Giammarva: «Nessuna emergenza in caso di permanenza in B»
L'intervista al presidente del Palermo
Il presidente Giammarva ha parlato al Corriere dello Sport (QUI la prima parte dell'intervista).
SCENARI FUTURI
Giammarva ha raccontato qualche aneddoto sui giocatori più estroversi: «Pomini, Jajalo, Rispoli: sembriamo amici da anni. Gnahoré mi bacia come un figlio. Coi palermitani basta un'occhiata. Quando siamo tornati da Terni e da Salerno, Rispoli mi ha fermato: Pres, deve venire sempre in tarsferta. Ci fa piacere e vinciamo... Playoff? Piano con le previsioni e la scaramanzia. Prima di Salerno ero sicuro della A diretta. Sensazioni che fanno parte del mio carattere positivo. Qualche tifoso è rimasto deluso, ora dovrei andare cauto, invece non mollo: il Palermo è più forte degli avversari.

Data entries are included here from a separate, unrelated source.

Issue #3420, opened 2025-04-14
Support partial column updates via `updateById` and `updateWhere` methods


Isakdl:
## Problem to Solve  
Currently, updating database rows requires providing the entire instantiated object, even if only one or two fields need to be modified. This can be limiting or cumbersome, especially in use cases like data migrations, where only specific columns of certain records need to be updated without constructing full objects.

## Proposal  
Introduce two new methods for database operations: `updateById` and `updateWhere`.

These methods would:
- Accept a `columns` callback similar to the standard `update` method.
- The `columns` callback must return a list of special `ColumnValue` objects created from the input `Table t`, using a syntax like `t.column(value)`.
- The value must always be supplied, even if `null`, to make it explicit that the column is being written to.

### Example usage:
```dart
// Update a single row by ID
await Example.db.updateById(session, exampleId, (t) => [t.name('John Doe')]);

// Update rows matching a condition
await Example.db.updateWhere(
  session,
  (t) => [t.name('John Doe')],
  where: (t) => t.address.equals('Street'),
);
```

These new methods should also support the standard parameters used in other `db` methods, such as:
- `transaction`
- `orderBy`
- `limit`
- etc.

## Use Case  
Useful in data migration scripts or administrative tasks where only a subset of fields need to be updated, and full model instantiation is unnecessary or infeasible. It enhances performance and code simplicity for bulk updates or partial mutations.

## Alternatives  
- Continue requiring full model instantiation, which is verbose and less ergonomic for partial updates.
- Use raw SQL queries, which breaks type safety and consistency with Serverpod's API.

## Additional Context  
This addition will improve developer ergonomics and expand Serverpod's capabilities for more advanced backend tasks like migrations, admin tooling, and batch operations.

### Proposal

-

### Use Case

-

### Alternatives

-

### How experienced are you with this library?

None

### Are you interested in working on a PR for this?

- [ ] I want to work on this

dkbast:
Additional context:
When working with "soft deletion" (marking rows as deleted) this would come in very handy. 
E.g. you delete a user and want to mark everything the user owns as deleted, or you want to remove the users id from references.

PR #3861, opened 2025-08-07
feat: Add support for partial updates

exaby73:
This PR adds new methods namely 'updateWhere' and `updateById` to the repository classes and database to support partial updates

Closes https://github.com/serverpod/serverpod/issues/3420

## Pre-launch Checklist


exaby73:
@coderabbitai full review

exaby73:
@coderabbitai review

packages/serverpod/lib/src/database/adapters/postgres/database_connection.dart
```diff
@@ -234,6 +235,84 @@ class DatabaseConnection {
...
+    var table = _getTableOrAssert<T>(session, operation: 'updateById');
+
+    if (columnValues.isEmpty) {
+      throw ArgumentError('columnValues cannot be empty');
+    }
+
+    var setClause = columnValues.map((cv) {
+      var value = DatabasePoolManager.encoder.convert(cv.value);
+      return '"${cv.column.columnName}" = $value::${_convertToPostgresType(cv.column)}';
+    }).join(', ');
```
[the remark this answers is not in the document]
exaby73: The column names come from generated code so this is a non issue

packages/serverpod/lib/src/database/adapters/postgres/database_connection.dart
```diff
@@ -732,12 +811,12 @@
     if (column is ColumnDuration) return 'bigint';
     if (column is ColumnUuid) return 'uuid';
     if (column is ColumnUri) return 'text';
-    if (column is ColumnBigInt) return 'text';
-    if (column is ColumnVector) return 'vector';
-    if (column is ColumnHalfVector) return 'halfvec';
-    if (column is ColumnSparseVector) return 'sparsevec';
-    if (column is ColumnBit) return 'bit';
-    if (column is ColumnSerializable) return 'json';
+    if (column is ColumnBigInt) return 'jsonb';
```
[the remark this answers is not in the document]
exaby73: In Dart, `BigInt` can be an arbitrarily long int which Postgres's `bigint` does not support since it's limited to 64 bits as far as I know. So we intentionally save it has json to preserve compatibility with arbitrary long numbers

packages/serverpod/lib/src/database/adapters/postgres/database_connection.dart
```diff
@@ -732,12 +811,12 @@ class DatabaseConnection {
...
```
SandPod: I'll hold off from a review until this has been reverted.

Please have a thorough look at all the changes in the first commit to ensure that you stand by them.

exaby73: Reverted

packages/serverpod/lib/src/database/adapters/postgres/database_connection.dart
```diff
@@ -234,6 +235,84 @@ class DatabaseConnection {
...
+  /// Updates a single row by its ID with the specified column values.
+  ///
+  /// Returns the updated row or null if no row with the given ID exists.
+  /// Throws [ArgumentError] if [columnValues] is empty.
+  ///
+  /// For most cases use the corresponding method in [Database] instead.
+  Future<T?> updateById<T extends TableRow>(
+    Session session,
+    Object id,
+    List<ColumnValue> columnValues, {
```
marcelomendoncasoares: May be worth to make this `columnValues` a named parameter to make it follow the same standard of other methods, such as `findById` (only `session` and `id` fields as required positional parameters).

packages/serverpod/lib/src/database/adapters/postgres/database_connection.dart
```diff
@@ -234,6 +235,84 @@ class DatabaseConnection {
...
+
+  /// Updates all rows matching the WHERE expression with the specified column values.
+  ///
+  /// Returns a list of all updated rows. Returns an empty list if no rows match.
+  /// Throws [ArgumentError] if [columnValues] is empty.
+  ///
+  /// For most cases use the corresponding method in [Database] instead.
+  Future<List<T>> updateWhere<T extends TableRow>(
+    Session session,
+    List<ColumnValue> columnValues, {
```
marcelomendoncasoares: Same as the previous, may be worth making this `columnValues` named to follow the standard of other methods, such as `findFirstRow` (only `session` as required positional parameter).

packages/serverpod/lib/src/database/database.dart
```diff
@@ -169,6 +170,40 @@ class Database {
     );
   }
 
+  /// Updates a single [TableRow] by its [id] with the specified column values.
+  /// Returns the updated row or null if no row with the given id exists.
+  @internal
+  Future<T?> updateById<T extends TableRow>(
+    Object id,
+    List<ColumnValue> columnValues, {
```
marcelomendoncasoares: Same as above, to reflect the `DatabaseConnection` scheme.

packages/serverpod/lib/src/database/database.dart
```diff
@@ -169,6 +170,40 @@ class Database {
...
+      // ignore: invalid_use_of_visible_for_testing_member
+      transaction: transaction ?? _session.transaction,
+    );
+  }
+
+  /// Updates all [TableRow]s matching the [where] expression with the specified column values.
+  /// Returns the list of updated rows.
+  @internal
+  Future<List<T>> updateWhere<T extends TableRow>(
+    List<ColumnValue> columnValues, {
```
marcelomendoncasoares: Same as above, to reflect the `DatabaseConnection` scheme.

tools/serverpod_cli/lib/src/generator/dart/library_generators/class_generators/repository_classes.dart
```diff
@@ -701,6 +703,127 @@ class BuildRepositoryClass {
...
+            ..type = refer('Session', 'package:serverpod/serverpod.dart')
+            ..name = 'session'),
+          Parameter((p) => p
+            ..type = idTypeReference.rebuild((u) => u.isNullable = false)
+            ..name = 'id'),
+          Parameter((p) => p
+            ..type = TypeReference((b) => b
+              ..symbol = 'ColumnValueListBuilder<${className}Table>'
+              ..url = 'package:serverpod/serverpod.dart')
+            ..name = 'columns'),
```
marcelomendoncasoares: To keep the same standard of the `Database` class, may be valid renaming this to `columnValues` and making it a named parameter.

tools/serverpod_cli/lib/src/generator/dart/library_generators/class_generators/repository_classes.dart
```diff
@@ -701,6 +703,127 @@ class BuildRepositoryClass {
...
+            ..name = 'transaction'
+            ..named = true),
+        ])
+        ..modifier = MethodModifier.async
+        ..body = refer('session')
+            .property('db')
+            .property('updateById')
+            .call([
+              refer('id'),
+              refer('columns').call([
```
marcelomendoncasoares: This call will have to be moved to the named section below to reflect the named parameters change in the `Database` class - right before the `transaction` parameter below.

tools/serverpod_cli/lib/src/generator/dart/library_generators/class_generators/repository_classes.dart
```diff
@@ -701,6 +703,127 @@ class BuildRepositoryClass {
...
+        )
+        ..requiredParameters.addAll([
+          Parameter((p) => p
+            ..type = refer('Session', 'package:serverpod/serverpod.dart')
+            ..name = 'session'),
+          Parameter((p) => p
+            ..type = TypeReference((b) => b
+              ..symbol = 'ColumnValueListBuilder<${className}Table>'
+              ..url = 'package:serverpod/serverpod.dart')
+            ..name = 'columns'),
```
marcelomendoncasoares: Same as above, to keep the same standard of the `Database` class, may be valid renaming this to `columnValues` and making it a named parameter.

tests/serverpod_test_server/test_integration/database_operations/crud/update_by_id_test.dart
```diff
@@ -0,0 +1,205 @@
...
+      var updated = await UniqueData.db.updateById(
+        session,
+        existingEntry.id!,
+        (t) => [t.number(100), t.email('updated@serverpod.dev')],
+      );
+
+      expect(updated, isNotNull);
+      expect(updated!.number, 100);
+      expect(updated.email, 'updated@serverpod.dev');
+    });
```
marcelomendoncasoares: This test seems a bit redundant with the one on line 125 - also tests multiple columns, but checking that other columns remain unchanged. May be worth keeping only the most complete of the tests.

tests/serverpod_test_server/test_integration/database_operations/crud/update_by_id_test.dart
```diff
@@ -0,0 +1,205 @@
...
+        (t) => [t.anInt(42), t.aBool(true), t.aString('value')],
+      );
+
+      expect(updated, isNotNull);
+      expect(updated!.anInt, 42);
+      expect(updated.aBool, true);
+      expect(updated.aString, 'value');
+      expect(updated.aDouble, isNull);
+      expect(updated.aDateTime, isNull);
+    });
```
marcelomendoncasoares: This test seems mostly duplicated with the previous one of line 125. The only difference is the `aBool` value being set, but not actually testing anything new.

tests/serverpod_test_server/test_integration/database_operations/crud/update_by_id_test.dart
```diff
@@ -0,0 +1,205 @@
+import 'package:serverpod/serverpod.dart';
+import 'package:serverpod_test_server/src/generated/protocol.dart';
+import 'package:serverpod_test_server/test_util/test_serverpod.dart';
+import 'package:test/test.dart';
+
+void main() async {
```
marcelomendoncasoares: As a general comment on the tests, it may be interesting to use only the `Types` class to make all tests, as it has more columns and allow testing all behaviors. This would avoid future contributors facing the misguiding question on why some tests uses `UniqueData` and others use `Types` - as happened to me when reviewing.

tests/serverpod_test_server/test_integration/database_operations/crud/update_where_test.dart
```diff
@@ -0,0 +1,212 @@
...
+        where: (t) => t.number.equals(1),
+      );
+
+      expect(updated.length, 2);
+      expect(updated.every((row) => row.number == 42), isTrue);
+      // Emails should remain unchanged
+      var emails = updated.map((e) => e.email).toSet();
+      expect(emails,
+          containsAll(['first@serverpod.dev', 'duplicate@serverpod.dev']));
+    });
```
marcelomendoncasoares: This test is mostly duplicated with the one below - only the number itself is different, from 42 to 100. The description on the below test seems clearer to me.

tests/serverpod_test_server/test_integration/database_operations/crud/update_where_test.dart
```diff
@@ -0,0 +1,212 @@
...
+
+    tearDown(() async {
+      await Types.db.deleteWhere(
+        session,
+        where: (_) => Constant.bool(true),
+      );
+    });
+
+    test(
+        'when updating where anInt equals 1 then only matching rows are updated',
```
marcelomendoncasoares: On the other test file, the corresponding test for this one had a clearer description:

`when updating specific columns by id then only those columns are updated and others remain unchanged`

To achieve its full scope, would be needed to only add a check that other fields on updated are not changed.

tests/serverpod_test_server/test_integration/database_operations/crud/update_where_test.dart
```diff
@@ -0,0 +1,212 @@
...
+
+      expect(updated.length, 2);
+      expect(updated.every((row) => row.number == 200), isTrue);
+      // Emails should remain unchanged
+      var emails = updated.map((e) => e.email).toSet();
+      expect(
+          emails, containsAll(['second@serverpod.dev', 'third@serverpod.dev']));
+    });
+  });
+
```
marcelomendoncasoares: The other test file covered an interesting use case that seems missing in this one (line 55):

`when updating by id within a transaction then update is part of transaction`

tests/serverpod_test_server/test_integration/database_operations/crud/update_where_test.dart
```diff
@@ -0,0 +1,212 @@
...
+      var updated = await Types.db.updateWhere(
+        session,
+        (t) => [t.anInt(99), t.aString('was_null')],
+        where: (t) => t.anInt.equals(null),
+      );
+
+      expect(updated.length, 1);
+      expect(updated.first.anInt, 99);
+      expect(updated.first.aString, 'was_null');
+    });
```
marcelomendoncasoares: The other test file covered a "set to null" use case that seems missing in this one (line 182):

`when updating a column to null then the column is set to null`

marcelomendoncasoares (commented):
Seems very solid to me! Only some minor comments to enforce standards between database methods and to improve the test coverage.

modules/new_serverpod_auth/serverpod_auth_bridge/serverpod_auth_bridge_server/lib/src/generated/legacy_email_password.dart
```diff
@@ -411,6 +411,36 @@ class LegacyEmailPasswordRepository {
...
+    return session.db.updateById<LegacyEmailPassword>(
+      id,
+      columnValues: columnValues(LegacyEmailPassword.t),
+      transaction: transaction,
+    );
+  }
+
+  /// Updates all [LegacyEmailPassword]s matching the [where] expression with the specified [columnValues].
+  /// Returns the list of updated rows.
+  Future<List<LegacyEmailPassword>> updateWhere(
```
SandPod, line 452: Suggestion: Add `limit`, `offset`, `orderBy`, `orderByList`.

As specified in the issue.

Should `Include` also be added to this interface? Since this is a result?

tests/serverpod_test_server/test_integration/database_operations/crud/update_by_id_test.dart
```diff
@@ -0,0 +1,174 @@
...
+  var session = await IntegrationTestServer().session();
```
SandPod: Suggestion: Use the new test framework for these new tests.

Should we use the test framework for these tests instead of using the legacy type?

SandPod (changes requested):
Interace does not cover what was specified in the issue.

tests/serverpod_test_server/test_integration/database_operations/crud/update_by_id_test.dart
SandPod: `IntegrationTestServer` was out first attempt at enabling integration tests when developing Serverpod. But since then we have created a test framework that is accessible through the `withServerpod(....)` function. If you search for it in the project you can find examples of it.

A big benefit of using the test framework `withServerpod(...)` is that we can then run the test concurrently. Tests using `IntegrationTestServer` commit their database changes to the database, thus polluting the database disabling the use of concurrent tests. `withServerpod(...)` instead runs all database operations inside a transaction that is reverted at the end of the test so these are never commited to the database allowing concurrent tests to be run.

tests/serverpod_test_server/test_integration/database_operations/crud/update_by_id_test.dart
```diff
@@ -0,0 +1,153 @@
...
+
+import '../../test_tools/serverpod_test_tools.dart';
+
+void main() {
+  withServerpod(
+    'Given updateById operations',
+    (sessionBuilder, endpoints) {
+      var session = sessionBuilder.build();
+
+      group('Given an existing UniqueData entry', () {
```
exaby73: Should we be grouping like this, or should be be using multiple `withServerpod`s. My current approach duplicates `Given`s which seem counter-intuitive to me

SandPod: It is fine to have multiple `withServerpod` in the same file and do the grouping there. I think this gives us better test descriptions, so please use that pattern.

tools/serverpod_cli/lib/src/generator/dart/library_generators/class_generators/repository_classes.dart
```diff
@@ -701,6 +703,166 @@ class BuildRepositoryClass {
     });
   }
 
+  Method _buildUpdateByIdMethod(
```
SandPod, line 706: Suggestion: Please add a code generation test that validates that these methods are generated.

You can find such tests here: tools/serverpod_cli/test/generator/dart/server_code_generator/database_repository_class_test.dart

tests/serverpod_test_server/test_integration/database_operations/crud/update_by_id_test.dart
```diff
@@ -0,0 +1,153 @@
...
+              anInt: null,
+              aBool: null,
+              aDouble: null,
+              aString: null,
+              aDateTime: null,
+            ),
+          );
+        });
+
+        test('when updating a column to null then the column is set to null',
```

Piano A o piano B? Scenari alternativi, piani d'investimenti diversi. Con la promozione, potremo usufruire dei diritti tv. Allestire una squadra da A con il primo obiettivo di una salvezza tranquilla. Inutile promettere le stelle. In B, non si presentano emergenze, solo cambiamenti di strategie. Zamparini ha lasciato? Era nei programmi. Ha aspettato che scadessero i termini per il reclamo della Procura dopo il rigetto della richiesta di fallimento. Infatti si è dimesso l'indomani perché non c'era più bisogno di restare in trincea e per programmare il futuro, cioè la cessione».
PROCURA
Il presidente Giammarva ha, infine, parlato della vicenda con la Procura dopo il rigetto dell'istanza di fallimento: «La Procura fa il suo lavoro, a ognuno il suo ruolo. Il Palermo ha dimostrato che le cose vanno avanti secondo la linea della trasparenza. Stiamo mettendo in atto una serie d'iniziative per quella che è la struttura patrimoniale e finanziaria della società. Iniziative che mi piacerebbe sottoporre al vaglio della Procura in modo da condividere un percorso virtuoso. La vera legalità nasce dall'onestà. Sarà bene ricordarlo nel giorno della memoria di Falcone e Borsellino. Io potrei smettere in qualunque momento. Rimango, se necessario. Altrimenti continuo la mia attività professionale che mi piace da morire».